Ehrakis
Ehrakis

Reputation: 327

Java - Filtering rows of an Excel file using POI

I have an Excel file with many rows (more than 60,000) and I want to apply a filter on them in order to read only the rows that I'm looking for.

I'm using the POI library in Java but I didn't find how to filter values.

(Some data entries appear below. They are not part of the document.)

PR #151, opened 2019-12-14
improve editor-canvas% scrolling responsiveness

Bogdanp:
This significantly improves trackpad scrolling responsiveness for me on macOS. I don't have a mouse to test with or any Windows or Linux machines so it would be helpful if folks with access to any of those things could give this a spin.  Steps to test:

1. clone this repo and checkout this commit
2. run `raco pkg update --link gui-lib` from the repository root
3. run `racket -l drracket` and open a large file
4. scroll around

Scrolling is still a little laggy when there are multiple tabs open. I'm not sure why that is yet.

### DIFF
--- a/gui-lib/mred/private/wxme/editor-canvas.rkt
+++ b/gui-lib/mred/private/wxme/editor-canvas.rkt
@@ -8,7 +8,7 @@
          racket/snip/private/prefs
          racket/snip/private/private
          (only-in "cycle.rkt" popup-menu%)
-         (only-in "../kernel.rkt" queue-refresh-event)
+         (only-in "../kernel.rkt" queue-callback queue-refresh-event)
          "wx.rkt")
 
 (provide editor-canvas%)
@@ -142,8 +142,8 @@
 (define default-wheel-amt
   (let ([v (get-preference* 'GRacket:wheelStep)])
     (if (exact-integer? v)
-        (max 3 (min 1000 v))
-        3)))
+        (max 1 (min 1000 v))
+        1)))
 
 (define (INIT-SB style)
   (append
@@ -282,6 +282,10 @@
   (define scroll-width (if fake-x-scroll? 1 1)) ;; else used to be 0
   (define scroll-height (if fake-y-scroll? 1 1))
 
+  (define scroll-events null)
+  (define scroll-flush-scheduled? #f)
+  (define scroll-delay 16)
+
   (define hscrolls-per-page 1)
   (define vscrolls-per-page 1)
   (define hpixels-per-scroll 0)
@@ -305,7 +309,7 @@
       (set! blink-timer #f))
     (send admin set-canvas #f)
     #|(super ~)|#)
-  
+
   (define/override (on-size)
     (unless noloop?
       (queue-refresh-event
@@ -442,14 +446,14 @@
                    (send media adjust-cursor event))))
            (when media
              (send media on-event event))))
-        
+
         (when (send event dragging?)
           (when out-of-client?
             ;; Dragging outside the canvas: auto-generate more events because the buffer
             ;; is probably scrolling. But make sure we're shown.
             (when (is-shown-to-root?)
               (set! auto-dragger (parameterize ([current-eventspace (get-eventspace)])
-                                   (new auto-drag-timer% 
+                                   (new auto-drag-timer%
                                         [canvas this]
                                         [event event])))))))))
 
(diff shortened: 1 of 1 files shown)


gui-lib/mred/private/wxme/editor-canvas.rkt
```diff
@@ -466,49 +500,78 @@
...
+      (do-scroll x y #t ox oy))
+
+    (collect-garbage 'incremental))
+
+  ;; Called by the scroll-timer whenever scrolling events need to be
+  ;; applied.  Roughly once every 33ms if the canvas is focused.
+  (define/public (on-scroll-flush)
+    (unless (null? scroll-events)
+      (process-scroll-events (reverse scroll-events))
+      (set! scroll-events null)))
```
mflatt: Probably better to reverse those two lines, just in case `do-scroll` somehow leads to a `yield`.

gui-lib/mred/private/wxme/editor-canvas.rkt
```diff
@@ -466,49 +500,78 @@
...
+                (or new-y y))))
+
+    (when (and x y)
+      (do-scroll x y #t ox oy))
+
+    (collect-garbage 'incremental))
+
+  ;; Called by the scroll-timer whenever scrolling events need to be
+  ;; applied.  Roughly once every 33ms if the canvas is focused.
+  (define/public (on-scroll-flush)
```
mflatt: Maybe check that the canvas is still shown, just in case, like the check in `blink-timer%`?

mflatt:
Aside from my two small comments, this looks generally good and works for me.

Bogdanp:
Thanks @mflatt! I've made the changes you mentioned. 

Since @rfindler mentioned this isn't an improvement on his machine, I'd like to hold off on merging this change until my own 2019 MBP arrives so I can test things in similar conditions to his and see if I can make this behave better on newer/more powerful machines.

rfindler:
In a slack conversation, @Bogdanp asked if reversing the direction of the scroll worked better with this pull request or on origin/master and it definitely works better with the pull request. Just scrolling in one direction I can't really tell a difference between 7a4f2885611e19dece59b93ffc335c5bb06b0129 and the version on origin/master.

gui-lib/mred/private/wxme/editor-canvas.rkt
```diff
@@ -1066,20 +1122,26 @@
 
   (define/override (set-scrollbars x y x2 y2 x3 y3 x4 y4 ?) (void))
 
-  (define/public (get-scroll x y)
+  (define/public (get-scroll x-out y-out)
+    (define-values (x y) (get-scroll/values))
+    (set-box! x-out x)
+    (set-box! y-out y))
+
+  (define/public (get-scroll/values)
```
rfindler: Should this be a private method?

gui-lib/mred/private/wxme/editor-canvas.rkt
```diff
@@ -466,49 +515,56 @@
 
   (define/public (popup-for-editor b m) #f)
 
+  ;; Reduces an ordered set of scroll events into the next scroll
+  ;; position and then scrolls to it.
+  (define (process-scroll-events events)
```
rfindler: I'm not completely sure, but this looks like a field bound to a lambda? Maybe it should be a private method instead.

gui-lib/mred/private/wxme/editor-canvas.rkt
```diff
@@ -139,6 +139,44 @@
...
+    (define (loop)
+      (when running
+        (define deadline
+          (alarm-evt (+ (current-inexact-milliseconds) interval)))
+        (when canvas
+          (if (send canvas is-shown-to-root?)
+              (send canvas on-scroll-flush)
+              (stop)))
+        (yield deadline)
+        (loop)))
```
mflatt: A loop that `yield`s does not seem like a good idea, because it inverts control in a way that is less composable. For example, imagine with two such loops; the second one cannot return and continue until the inner one ends. I guess the idea here is that the loops would be limited by input events. Still, I think using a `timer%` or a looping thread with `queue-callback` (which should differ only in terms of priority) is the way to go.

Bogdanp: Thanks! That makes sense. I've reverted back to the `timer%` implementation.

gui-lib/mred/private/wxme/editor-canvas.rkt
Bogdanp: I went ahead and merged `process-scroll-events` into `on-scroll-flush`. There wasn't much point in having them be separate.

Bogdanp:
I've picked up a mouse and tested this on macOS and on Ubuntu (inside a VM) with both the trackpad and the mouse and everything looks good. I think this is good to go.

rfindler:
It looks like `on-scroll-flush` is a new public method. Is that intentional? If so, it should be documented; if not, then probably there needs to be a `define-local-member-name` in some appropriate scope.

Otherwise, looks good to me.

mflatt:
This is at the `wx` level, so "public" is not really public.

rfindler:
Ah, okay.

One other question I thought of: what happened with the concern about machines with different performance that required setting `SCROLL-DELAY` to different values. What was the resolution with that?

Bogdanp:
> One other question I thought of: what happened with the concern about machines with different performance that required setting SCROLL-DELAY to different values. What was the resolution with that?

I also tested this on an external 4k monitor that refreshes at 30hz and having the scroll timer pinned to ~60 FPS works great. I think the worst case for slow machines is that scrolling will be a little choppy, but it should still be an improvement because those machines probably suffer from the most lag (my thinking is that their input devices likely deliver events more frequently than 60 FPS, so the scroll-handling code currently has to run more frequently and that means scrolling is more laggy). I can't say for sure, though, because I don't have any machines that slow. Personally, I'd prefer choppy-but-responsive scrolling over laggy scrolling.

mflatt:
@Bogdanp It looks like the scroll timer is always running, even when there are no scroll events. That makes even plain `GRacket` take 5% of a CPU even when sitting in the background. Am I understanding correctly? Is there a problem with enabling the timer only when scroll events are pending?

Bogdanp:
D'oh.  Thanks, @mflatt!  What do you think about the approach in 7fb1c9e?  Instead of using a `timer%`, I've switched to scheduling flushes on demand because starting the timer on demand made things choppy.  This avoids using up unnecessary CPU and I don't think it has the same problems that looping with a yield did.  Scrolling with this change in place also feels smoother on my machine.

mflatt:
I think we really want to avoid `yield`. Instead of `(queue-callback (lambda () (yield alarm) ....)))`, does something like `(thread (lambda () (sleep timeout) (queue-callback (lambda () ....)))))` work smoothly?

Bogdanp:
Yup! That works great, too.

mflatt:
Thanks! Can you squash and I'll take one more look from the top (and then likely merge)?

Bogdanp:
@mflatt done.

PR #152, opened 2019-12-14
bubble up unhandled scroll events

Bogdanp:
I noticed that `NSScrollView`-based widgets stopped scrolling on master since db864a46597ee618ba55363bbf8bf4b6ebda90a7. I still haven't fully wrapped my head around `do-key-event` so feel free to scrap this if there's a better approach.

You can use this script to reproduce the issue:

```racket
#lang racket/base

(require racket/gui)

(define frame
  (new frame%
       [label "Test"]
       [width 500]
       [height 500]))

(define lb
  (new list-box%
       [parent frame]
       [label #f]
       [choices (make-list 120 "a")]))

(send frame show #t)
```

### DIFF
--- a/gui-lib/mred/private/wx/cocoa/window.rkt
+++ b/gui-lib/mred/private/wx/cocoa/window.rkt
@@ -456,8 +456,10 @@
   (cond
     [(not wx) #f]
     [else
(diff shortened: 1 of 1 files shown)


mflatt:
Thanks!

PR #153, opened 2019-12-20
adjust the style for MMTabBarView on Mojave and later

rfindler:


rfindler:
I think this probably needs to update a dependency version number for the actual library too.

mflatt:
Merged with the version update, now that the "gui-x86_64-macosx" update is available through the package server.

For example, with the following data in my Excel file:

First name | Last name | Age
-----------+-----------+----
Jhon       | Doe       |  25
Foo        | Bar       |  20
Aaa        | Doe       |  22

How could I select every row with the last name equal to Doe ?

This is my code so far:

public void parseExcelFile(XSSFWorkbook myExcelFile) {
    XSSFSheet worksheet = myExcelFile.getSheetAt(1);

    // Cell range to filter
    CellRangeAddress data = new CellRangeAddress(
            1,
            worksheet.getLastRowNum(),
            0,
            worksheet.getRow(0).getPhysicalNumberOfCells());

    worksheet.setAutoFilter(data);
}

I tried to use the AutoFilter but I don't know how it works.

I'm looking for a feature that would look like this:

Filter filter = new Filter();
filter.setRange(myRange);
filter.addFilter(
    0, // The column index
    "Doe" // The value that I'm searching for
)
filter.apply()

This is purely hypothetical code.

Thank you for your help !

Upvotes: 3

Views: 8097

Answers (2)

Ehrakis
Ehrakis

Reputation: 327

Maybe this could help other people, so this the solution I came up with before this answer.
Take in consideration that I am not very good with Java so the following code can surely be optimized.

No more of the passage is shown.